- TASK INSTRUCTIONS:
Where does the word "removing" appear in the data? Copy every line that holds it.

- DATA FOR THE TASK:
PR #405, opened 2016-02-02
auto generating copyright headers for new project files

### LINKED ISSUE #403: Copyright header should be included by default in new project files
I'm pretty sure there's a way to do this in IJ.

etanshaul:
fixes #403 

simple project setting update - requires copyright plugin to be installed (which I believe is the default).


patflynn:
LGTM

PR #407, opened 2016-02-03
removing reliance on Thread.sleep from snapshot unit tests, refactori…

### LINKED ISSUE #187: CloudDebugHistoricalSnapshotsTest.testOnBreakpointListChanged_twoBreakPoints hangs during gradlew test

etanshaul:
…ng shared state, and removing @Ignore

Fixes #187 

Revives CloudHistoricalSnapshotsTest which was previously ignored due to unpredictable failures. 

- Un-ignoring the unit test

- WRITTEN ANSWER:
removing reliance on Thread.sleep from snapshot unit tests, refactori…
…ng shared state, and removing @Ignore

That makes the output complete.